Get Out and Stay Out: New Insights Into DNA Methylation Reprogramming in Mammals

Abstract

Vertebrate genomes are marked by notably high levels of 5-cytosine DNA methylation (5meC). The clearest function of DNA methylation among members of the subphylum is repression of potentially deleterious transposable elements (TEs). However, enrichment in the bodies of protein coding genes and pericentromeric heterochromatin indicate an important role for 5meC in those genomic compartments as well. Moreover, DNA methylation plays an important role in silencing of germline-specific genes. Impaired function of major components of DNA methylation machinery results in lethality in fish, amphibians and mammals. Despite such apparent importance, mammals exhibit a dramatic loss and regain of DNA methylation in early embryogenesis prior to implantation, and then again in the cells specified for the germline. In this minireview we will highlight recent studies that shine light on two major aspects of embryonic DNA methylation reprogramming: (1) The mechanism of DNA methylation loss after fertilization and (2) the protection of discrete loci from ectopic DNA methylation deposition during reestablishment. Finally, we will conclude with some extrapolations for the evolutionary underpinnings of such extraordinary events that seemingly put the genome under unnecessary risk during a particularly vulnerable window of development.

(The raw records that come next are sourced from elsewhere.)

PR #2406, opened 2022-09-03
QFileSystemModel was incorrectly placed in the QtWidgets module

j9ac9k:
On PySide6, QFileSystemModel is placed in the QtWidgets module, despite the C++ documentation indicating it should be in the QtGui module.  This PR shims PySide6.QtGui so that QFileSystemModel is accessible from it.

### DIFF
--- a/pyqtgraph/Qt/__init__.py
+++ b/pyqtgraph/Qt/__init__.py
@@ -258,6 +258,12 @@ if QT_LIB in [PYQT6, PYSIDE6]:
 
     if not isinstance(QtOpenGLWidgets, FailedImport):
         QtWidgets.QOpenGLWidget = QtOpenGLWidgets.QOpenGLWidget
+
+    # PySide6 incorrectly placed QFileSystemModel inside QtWidgets
+    if QT_LIB == PYSIDE6 and hasattr(QtWidgets, 'QFileSystemModel'):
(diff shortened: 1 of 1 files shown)


pyqtgraph/Qt/__init__.py
```diff
@@ -258,6 +258,12 @@ def _copy_attrs(src, dst):
 
     if not isinstance(QtOpenGLWidgets, FailedImport):
         QtWidgets.QOpenGLWidget = QtOpenGLWidgets.QOpenGLWidget
+
+    # PySide6 incorrectly placed QFileSystemModel inside QtWidgets
+    if QT_LIB == "PYSIDE6" and hasattr(QtWidgets, 'QFileSystemModel'):
```
pijyoi, line 263: Remove the quotes from PYSIDE6.
Everywhere else in the library, we (inconsistently) compare directly against 'PySide6', etc. (Case sensitive)

pijyoi (changes requested):

pyqtgraph/Qt/__init__.py
j9ac9k: 🤦🏻  ... yeah a future change should be to convert all the string representations to lower-case (or upper case) before any evaluation.

PR #2404, opened 2022-09-02
Interactive refactoring

ntjess:
See commit messages for more information. Very minor housekeeping that is easier to perform before widespread adoption of the `Interactor` feature set

PR #2408, opened 2022-09-07
Bugfix: `interact` on decorated method that uses `self`.

ntjess:
The modified example in `tests/parametertree` used to fail before this PR. A result of #2404 was that `inspect.signature` no longer realized that `self` was a bound variable in class-defined, outside-decorated functions. Fix this simply by calling `functionToParameterDict` on the original function, rather than the interactive version.

Also expands `runOpts` to `runOptions` to remain in keeping with fully-expanded argument names elsewhere. `setOpts` and related terms are now the only non-expanded items, since they match the already-present `Parameter` API

### DIFF
--- a/doc/source/parametertree/interactiveparameters.rst
+++ b/doc/source/parametertree/interactiveparameters.rst
@@ -73,24 +73,24 @@ code below is functionally equivalent to above):
 There are several caveats, but this is one of the most common scenarios
 for function interaction.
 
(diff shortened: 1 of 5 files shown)


j9ac9k:
congratulations @ntjess for your first merge to the repo! ...while you're at it ... (kidding!) Thanks for the PR!

PR #2796, opened 2023-08-09
Fix #2786: proper handling of slider parameter suffix

### LINKED ISSUE #2786: Bug in slider parameter
### Short description

Bug that precludes use of suffix in SliderParameter
### Code to reproduce

```python
import pyqtgraph as pg
import numpy as np
from pyqtgraph.parametertree import (Parameter, ParameterTree, registerParameterType)

        ...
        colorParams = [
            dict(name='Color Settings', type='group', children=[
                dict(name='Opacity', type='slider', limits=[0,100], value = 60.0, suffix='%'),
            ]),
        ]
        self.parameters = pg.parametertree.Parameter.create(name='Analysis Settings', type='group', children=colorParams)
        ...
```

### Expected behavior

Slider should show a number 0 - 100, followed by a '%' suffix

### Real behavior

Application crashes, as it refers to a non-existing method
```
An error occurred?

AttributeError
'SliderParameterItem' object has no attribute '_updateLabel'
```

### Solution
 1. Please delete line 32, containing ``` self._updateLabel(self.slider.value())``` as this method does not exist
 2. After ```layout = QHBoxLayout()``` Please add a line containing ```layout.setContentsMargins(0, 0, 0, 0)```
 3. In doing so, the height of the slider item stays equal to the other items (=20), now there is a *bulge*

### Additional context
None

ntjess:
Fixes #2786

Also avoids one unnecessary "valueChanged" signal just to update a label when the suffix (not the value) changes.

### DIFF
--- a/pyqtgraph/parametertree/parameterTypes/slider.py
+++ b/pyqtgraph/parametertree/parameterTypes/slider.py
@@ -20,6 +20,7 @@ class SliderParameterItem(WidgetParameterItem):
     def updateDisplayLabel(self, value=None):
         if value is None:
             value = self.param.value()
+        self.sliderLabel.setText(self.prettyTextValue(self.slider.value()))
         value = str(value)
         if self._suffix is None:
             suffixTxt = ''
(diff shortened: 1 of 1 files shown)


j9ac9k:
Thanks for the PR @ntjess Merging!

PR #2807, opened 2023-08-26
Docs: Update Qt binding selection details

veractor:
- Match the binding selection order in documentation to the actual order. This follows up #2157, where it changed.

- Document the ability to set the environment variable `PYQTGRAPH_QT_LIB` for Qt binding selection.


j9ac9k:
@veractor thank you so much for updating the docs I keep forgetting that these docs needed updating

PR #2835, opened 2023-10-06
First PR!

### LINKED ISSUE #2331: Bug (?) from #2041
This new pattern in ``PlotCurveItem.setPen``, ``PlotCurveItem.setBrush``, and others has caused a number of breaks for me:

https://github.com/pyqtgraph/pyqtgraph/blob/4e350d03ac2007c47cbfcca9d3b77a6a2a638e5c/pyqtgraph/graphicsItems/PlotCurveItem.py#L373-L380

I believe it would be safer as

```python
if args and args[0] is None:
    self.opts['pen'] = None
```

As for now, I've had to change all my calls to give the color as a plain argument rather than keyword, which is fine, but inconsistent with the [docs for mkPen](https://pyqtgraph.readthedocs.io/en/latest/style.html#line-fill-and-color).

JayanthBontha:
Will now check if args is not None before accessing args[0]
Fixes #2331 

Hi! ,

I'm excited to contribute for the first time! 😄 This is my first pull request, and I'm eager to learn and improve. Pleasereview and suggest any changes you think are necessary. Your feedback will be highly appreciated.

### DIFF
--- a/pyqtgraph/graphicsItems/PlotCurveItem.py
+++ b/pyqtgraph/graphicsItems/PlotCurveItem.py
@@ -371,7 +371,7 @@ class PlotCurveItem(GraphicsObject):
 
     def setPen(self, *args, **kargs):
         """Set the pen used to draw the curve."""
-        if args[0] is None:
+        if args and args[0] is None:
             self.opts['pen'] = None
         else:
             self.opts['pen'] = fn.mkPen(*args, **kargs)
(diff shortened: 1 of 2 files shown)


j9ac9k:
Hi @JayanthBontha 

I'm sorry this sat for a month!  I was off the grid traveling, and then had a busy work trip right after; anyway the diff LGTM; merging and thank you for making pyqtgraph better!

PR #2836, opened 2023-10-08
AxisItem: Add adjustable label overlap tolerances, vertical overlap by default

NilsNemitz:
This extends / adjusts the functionality added in #2385 to stop axis labels sticking out of the allocated space. That certainly avoids overlap, it leaves less room for labels, and makes it so that ticks at the edges of the axis are never labeled. 

The main problem identified in #2385 was an overlap of the x-axis labels of adjacent plots in a layout. While the width of the x-axis plots grows for larger numbers, the height of the y axis labels remains constant, so overlap is much less problematic there.

This PR 
- changes the default AxisItem behavior to allow tick labels for the *vertical* axis to extend outside the boundary box.
- adds the option of passing an integer tolerance value for `hideOverlappingLabels` to allow a user specified amount of overlap: The default of 15 pixels tolerance for enabled overlap is too small at larger font sizes. This functionality was discussed for #2385, but wasn't ultimately added. The previously allowed values of True and False function the same as before.
- fixes a bug where the label tolerance accidentally remained hardcoded for the top axis.
- adds an example to show the effect of the setting and give demonstration code
- fixes an unrelated documentation error in `setTickSpacing()`

example AxisItem - label overlap

### DIFF
--- a/pyqtgraph/examples/AxisItem_label_overlap.py
+++ b/pyqtgraph/examples/AxisItem_label_overlap.py
@@ -1,0 +1,74 @@
+"""
+This example demonstrates many of the 2D plotting capabilities
+in pyqtgraph. All of the plots may be panned/scaled by dragging with 
+the left/right mouse buttons. Right click on any plot to show a context menu.
+"""
+
+import numpy as np
+
+import pyqtgraph as pg
+from pyqtgraph.Qt import QtGui
+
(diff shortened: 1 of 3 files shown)


j9ac9k:
Thanks @NilsNemitz sorry for the wait, this LGTM, merging!

PR #2837, opened 2023-10-08
fix: test Python 3.10 against Qt 6.2

pijyoi:
There are extraneous entries for the Python 3.10 CI matrix, with the result that both Python 3.10 and 3.11 were being tested against Qt 6.5.x, instead of (Python 3.10 with Qt 6.2.x) and (Python 3.11 with Qt 6.5.x).


j9ac9k:
Whoops, nice catch!

PR #2842, opened 2023-10-12
Give siPrefix behavior to values of zero

outofculture:
This PR adds new behavior to the SpinBox widget when `siPrefix` is True. By default, values of 0 will now take on the SI prefix associated with the initial step, as would immediately be present if the user were to press up or down once. This scaling hint will make it clearer what that initial step will be, as well as make it so that initial values typed in manually will be set to that scale. This behavior can also be overridden with a new `scaleAtZero` option, which can be configured to any value regardless of that initial step. Tests and example coverage are included.

This PR also corrects a small, unrelated incompatibility in the (likely not broadly used) GarbageCollector class, as well as adds a test that would have caught the problem.

### Other Tasks 

<details>

### Files that need updates
    
- [x] `README.md`
- [x] `setup.py`
- [x] `tox.ini`
- [x] `pyproject.toml`

</details>

<details>

### Pre Release Checklist

</details>

<details>

### Steps To Complete

- [ ] Announce on mail list
- [ ] Announce on Twitter

</details>


tests/widgets/test_spinbox.py
```diff
@@ -33,14 +37,27 @@ def test_SpinBox_formatting(value, expected_text, opts):
...
+    sb.editingFinishedEvent()
+    assert sb.value() == 100
+
+
 @pytest.mark.parametrize("suffix", ["", "V"])
 def test_SpinBox_gui_set_value(suffix):
     sb = pg.SpinBox(suffix=suffix)
 
-    sb.lineEdit().setText('0.1' + suffix)
+    sb.lineEdit().setText(f'0.1{suffix}')
```
j9ac9k, line 57: love the f-strings!

pyqtgraph/widgets/SpinBox.py
```diff
@@ -401,34 +405,35 @@ def stepEnabled(self):
...
+        ## note all steps (arrow buttons, wheel, up/down keys..) emit delayed signals only.
+        self.setValue(self._stepByValue(n), delaySignal=True)
 
-        n = decimal.Decimal(int(n))   ## n must be integral number of steps.
-        s = [decimal.Decimal(-1), decimal.Decimal(1)][n >= 0]  ## determine sign of step
+    def _stepByValue(self, steps):
+        if isinf(self.val) or isnan(self.val):
+            return self.val
+        steps = int(steps)
+        sign = [decimal.Decimal(-1), decimal.Decimal(1)][steps >= 0]
```
j9ac9k, line 415: Thanks for replacing single character variable names!

j9ac9k:
Hi @outofculture 

The PR looks good to me, I'm wondering if we need to go through a deprecation dance for removing the `prev` argument to `updateText` and `formatText` methods.

I would be open to having those methods accept `**kwargs` and have a check if `prev` is in the `kwargs` dictionary, and if present, emit a deprecation warning saying the argument is ignored, and it's presence will raise an error in a future version of pyqtgraph.

outofculture:
Here's that deprecation warning. Thanks for the review!

PR #2844, opened 2023-10-13
workaround PYSIDE-2487 for pen parameter

pijyoi:
This PR workarounds a regression in PySide 6.5.3 that affects code in pyqtgraph's pen parameter.
(https://bugreports.qt.io/projects/PYSIDE/issues/PYSIDE-2487)

Note: Qt 6.5 is LTS and PySide 6.5.3 will be the last version to have non-commercial wheels.

Script to demonstrate that the proposed fix does disconnect the slot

Keywords: DNA methylation; embryonic stem cells (ESC); epigenetics; mammalian development; reprogramming.

Figure 1

Mechanism of DPPA3-mediated DNA demethylation. (A) After DNA replication, the SRA domain of UHRF1 binds to hemimethylated CpG, flipping out the methylated cytosine. Recruitment of DNMT1 directs methylation of the symmetrical unmethylated cytosine on the daughter strand. Crucially, UHRF1 must bind to histone H3 through its PHD domain. DPPA3 binds to the PHD domain, disrupting UHRF1's interaction with chromatin leading to impaired DNA maintenance methylation. (B) Top panel: In mouse ESCs, PRDM14 recruits TET1 and TET2 roughly 2 kb upstream of the Dppa3 promoter, leading to its demethylation and activation. Bottom panel: in Tet1/2 double mutants, increased DNA methylation at the Dppa3 gene corresponds with repression. Thus, active demethylation of this one gene is required for global passive demethylation. This mechanism likely does not occur during embryonic DNA methylation reprogramming, but may help explain the wave of DNA demethylation that occurs in the male and female germlines.

Figure 2

DPPA2/4-mediated regulation of developmental genes. (A) DPPA2/4 bind a subset of developmental genes, and recruit the COMPASS and PRC2 complexes, which deposit H3K4me3 and H3K27me3, respectively. These genes are then poised to activate in the proper developmental context. The H3K4me3 protects this class of promoter from de novo DNA methylation. (B) In Dppa2/4 mutant ESCs, genes that are normally targeted by DPPA2/4 are susceptible to aberrant de novo DNA methyltransferase activity, preventing the ability of this class of genes to activate during differentiation.